Issue #820, opened 2026-07-13
feat(markov): CTMM simulation + prediction — Gillespie path generator, occupancy π(t), sdtab (Phase 5 follow-up)


roninsightrx:
## Summary

Add **simulation and prediction** for the continuous-time Markov (CTMM) endpoint (`[markov_model]`, #759). Phase 5 (#819) shipped the **fit path** only; `simulate()` / `predict()` do not yet produce CTMM output. This is the deferred Phase-5 simulation deliverable.

Covers the time-homogeneous generator (built once per subject); a drug-driven `Q(t)` simulation rides on Phase 6 (#817).

## Scope

Per the plan (`plans/tte-survival-markov.md` §8.8.2 / §8.8.4 / §8.8.5):

- **Gillespie / Doob path generator** (`src/markov/simulate.rs`): for a per-subject generator `Q`, draw the latent continuous-time state path — sojourn `τ ~ Exp(−q_ss)` in the current state `s`, then jump to state `k ≠ s` with probability `q_sk / (−q_ss)` — up to the `[simulation] horizon`.
- **Observation on a grid**: record the simulated state at each `[simulation] obs_schedule` time (§8.8.4), emitting `SimOutcome::Category { state }` (the variant already exists) — map the generator index back to the declared DV code.
- **Prediction**: state-occupancy vector `π(t) = π₀ · expm(Q·t)` → `Prediction::CatProbs { probs }` (reuses the Phase-5 `matrix_exp`; no new numerics). Needs the `Prediction` enum, which does not exist yet (§8.8.1) — coordinate with the categorical (#760) prediction work, which needs the same enum.
- **Initial state / occupancy**: `init` occupancy vector (parsed but rejected in #819) drives the path's starting state and `π₀`; decide fixed vs. data-first-state vs. estimated (the #759 open question).
- **Diagnostics (sdtab, §8.8.5)**: CTMM row = occupancy `π(t)` at the EBE η + a state-prediction residual.

## Validation

Per the epic's simulation-estimation (SSE) convention (§8.8.8, §14.11): simulate a path from a known `Q`, refit, and recover the intensities (degenerate/round-trip oracle). A VPC-style check (simulated vs. observed state-occupancy proportions over time) is the natural external comparator; NONMEM has no feedback/path simulation here, so the anchor is the SSE round-trip plus the closed-form `π(t) = π₀ expm(Qt)` for the prediction side.

## Out of scope

[...]

PR #773, opened 2026-07-09
feat(io): add discrete-state/count observation plumbing (Phase 4.0) [refs #760 #759]

TeunP:
## Why

Phase 4.0 of the TTE/Markov plan (`plans/tte-survival-markov.md` §19) is the shared foundation that lets the **categorical track (C, #760)** and the **Markov track (D, #759)** build in parallel. It carves the discrete-state / count observation **plumbing** out of the front of Phase 4 so the Markov phases (4c/5/6) depend only on this thin slice — not on the whole categorical distribution phase.

No user-facing behaviour changes here: this is record types, reader routing, and output shapes only. The likelihood math, DSL blocks, and `simulate()`/`predict()` producers land in Tracks C/D.

## What changed

- **`types.rs`** — ungate `ObsRecord` and `Subject.obs_records` to **default-on**, keeping the `Event` variant `#[cfg(feature = "survival")]` (the same mixed-`cfg` shape `SimOutcome` already uses). Add `ObsRecord::{DiscreteState, Count}` and `SimOutcome::{Category, Count}` (+ `continuous_value()` arms).
- **`io/datareader.rs`** — new `ObsRouting { tte, discrete, count }` replaces the single `tte_cmts` set, giving 3 routing targets. Integer-DV routing for discrete-state / count CMTs with a non-integer, negative, and `u32`-overflow guard (mirrors the TTE integer-code rule, #192), plus a disjointness guard (`validate()`). Test-facing `read_nonmem_csv_filtered_routed` entry (no parser populates the discrete/count sets in Phase 4.0). The TTE wrappers keep their `tte_cmts` signature and wrap via `ObsRouting::tte_only()`, so `api::read_population_for` is untouched.
- **Ungate cascade** (the cost of making the plumbing default-on): 130 mechanical `#[cfg(survival)]` strips on empty `obs_records` field-inits, and **19 refutable-pattern fixes** — adding enum variants made `let ObsRecord::Event {..} = record;` refutable in survival code (`survival/mod.rs`, `stats/likelihood.rs`, `api.rs`) and tests (`tte_smoke.rs`, `tte_convergence.rs`). Each became `let-else { continue; }` (production loops skip non-Event records) or `panic!` (test assertions); one non-exhaustive `SimOutcome` match got a Category/Count arm. Behaviour-identical today — nothing produces non-Event records yet — and exactly the coexistence Tracks C/D will need.

## Alternatives considered

[...]

PR #896, opened 2026-07-20
feat(pk): dose any compartment on the analytical engine; superposition and event-driven paths agree [closes #375]

TeunP:
## Why

`#375` reported that an infusion into a compartment the analytical closed forms cannot deliver
into `panic!`s from inside the event-driven prediction walk. It was reachable from ordinary
NONMEM-format data — a positive `RATE` into `CMT=3` of a `two_cpt_oral` model, on a subject that
also has a time-varying covariate, an `EVID=3/4` reset, or IOV.

Fixing it surfaced two larger problems underneath, both silent:

**The three analytical paths disagreed on the same dose.**

| path | unroutable infusion | out-of-range bolus |
|---|---|---|
| dose superposition | ignores `cmt`, computes it as central | ignores `cmt`, silent |
| event-driven walk | `panic!` | `panic!` |
| `sens` gradient walk | `None => {}` — silently dropped | silently dropped |

The gradient one is the sharp edge: FOCE/FOCEI would have differentiated a *different dosing
history* than it predicted.

**Superposition never read `dose.cmt` at all.** `single_dose_concentration` branches only on
`is_infusion()` and picks the closed form from the *model*, so it placed every bolus in
compartment 1 and every infusion into central, whatever the data said. Which answer you got
depended only on whether the subject happened to carry a TV covariate / reset / IOV, since those
route to the walk, which places doses correctly. NONMEM confirms the walk and contradicts
superposition — by up to two orders of magnitude:

| case | NONMEM | walk | superposition (before) |
|---|---|---|---|
| `three_cpt_iv` bolus → periph-2 | 0.015194 | **0.015194** | 1.67266 |
| `two_cpt_iv` bolus → periph | 0.068016 | **0.068016** | 1.706286 |
| `one_cpt_oral` bolus → central | 1.8097 | **1.809675** | 1.19324 |

## What changed

**1. Reject what genuinely has no target.** `check_dose_compartments` (`src/api/validation.rs`),
a sibling of `check_modeled_dose_rates`, analytical-engine only. Infusion → the compartment must
have a rate channel; bolus → `cmt` must not exceed the state count. Reported once per
`(kind, compartment)` with subject/time context. Wired into `check_model_data` (so `fit()`
returns `Err`), the `assert_*` twin on `predict`/`simulate`/`suggest_start`, and the `Result`
form on the adaptive chokepoint, `run_covariance`, and `run_sir`.

[...]

Issue #891, opened 2026-07-17
Inner EBE loop converges to a sub-optimal local mode on multimodal individual posteriors (weakly-identified random effects)


roninsightrx:
## Summary

The inner EBE (empirical Bayes) loop can converge to a **sub-optimal local mode** when a subject's individual posterior is **multimodal** — which happens for weakly-identified random effects on nonlinear readouts. The returned η̂ is then not the global posterior mode, which biases that subject's FOCEI objective contribution (and its `H̃`) and makes EBE-based diagnostics unreliable for the affected subjects.

## Evidence

Found via a per-subject decomposition of the FOCEI objective against NONMEM (`METHOD=1 INTER`) on the 2-cpt fluconazole model with saturable protein binding (`ferx-testdata/fluconazole_radboudumc`), evaluated at the model's initial estimates (no outer optimization):

- **28 of 31 subjects match NONMEM's per-subject OBJ to < 0.005** — so ferx's per-subject FOCEI formula and sensitivities are correct.
- **3 subjects diverge**, all with a poorly-identified `V1` (ferx already warns 48% ETA_V1 shrinkage). ferx's inner loop lands in a different local mode than the global one:

  | subject | ferx η(CL, V1, BMAX) | global mode (NONMEM) | ferx OBJ | global OBJ |
  |---|---|---|---|---|
  | 14 | (−1.54, **+0.70**, +0.43) | (−1.27, **−1.93**, +0.44) | 92.1 | **70.2** |
  | 22 | (−1.17, **+0.37**, +0.58) | (−1.23, **−2.07**, +0.66) | 104.8 | **64.5** |
  | 26 | (−0.46, **+0.67**, +0.77) | (−1.46, −2.02, +0.78) | **22.1** | 33.6 |

  For subjects 14 and 22 ferx's mode has a **higher** individual objective than the global mode — i.e. the inner loop missed the better mode. (For 26, ferx's mode is genuinely *lower* than the one NONMEM reports — a further illustration that these posteriors are multimodal and mode selection is optimizer-path-dependent.)

- The mismatch is **not** inner-loop precision: init OFV is identical at `inner_tol` 1e-5 / 1e-10 / 1e-12, with `inner_restarts = 3`, and with a Nelder-Mead inner. The warm/cold BFGS descent deterministically lands in the nearest local mode; tightening tolerance just converges more precisely to the *same* wrong mode.

## Impact

[...]

PR #900, opened 2026-07-20
feat(categorical): binary endpoint simulate + predict + sdtab (Track C, Phase 4 Slice 1b) [closes #897]

### LINKED ISSUE #897: feat(categorical): binary endpoint simulate + predict (Track C, Phase 4 Slice 1b)
## Summary

**Slice 1b** of the Binary / logistic endpoint (Track C, Phase 4): `simulate()`, `predict()`
and diagnostics. Slice 1a (fit) shipped via #807 / #809 and closed #760; the simulation and
prediction half was always the second slice
(`plans/categorical-endpoint-phase4.md` §9) but was left without its own tracking issue when
#760 closed.

## The gap

A `[binary_model]` endpoint is **fit-only**. Its observations are `ObsRecord::DiscreteState`
rows in `obs_records`, and the Gaussian emitter walks `obs_times` — so the discrete records are
never visited and **`simulate()` / `predict()` return zero rows for them, silently and without
an error**. On the committed example (`examples/binary_logistic.ferx` +
`data/binary_logistic.csv`) that is 180 observations in, 0 rows out.

This is asymmetric with CTMM, which fails loud on `simulate()` (`api/simulate.rs` chokepoint
assert). Binary — a shipped, documented endpoint with a NONMEM/`glm` anchor — fails quiet.

Consequences: no VPC, no simulate-side validation, and in particular **no SSE round trip** —
which matters because every existing binary test scores *observed* data and would pass
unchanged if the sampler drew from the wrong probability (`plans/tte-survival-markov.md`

________________

▶ _Directions_: Could you return exactly the lines above from the line with "PR #900, opened 2026-07-20" to the line with "1b** of the", both included, and nothing else?

▶ _Response area_:
PR #900, opened 2026-07-20
feat(categorical): binary endpoint simulate + predict + sdtab (Track C, Phase 4 Slice 1b) [closes #897]

### LINKED ISSUE #897: feat(categorical): binary endpoint simulate + predict (Track C, Phase 4 Slice 1b)
## Summary

**Slice 1b** of the Binary / logistic endpoint (Track C, Phase 4): `simulate()`, `predict()`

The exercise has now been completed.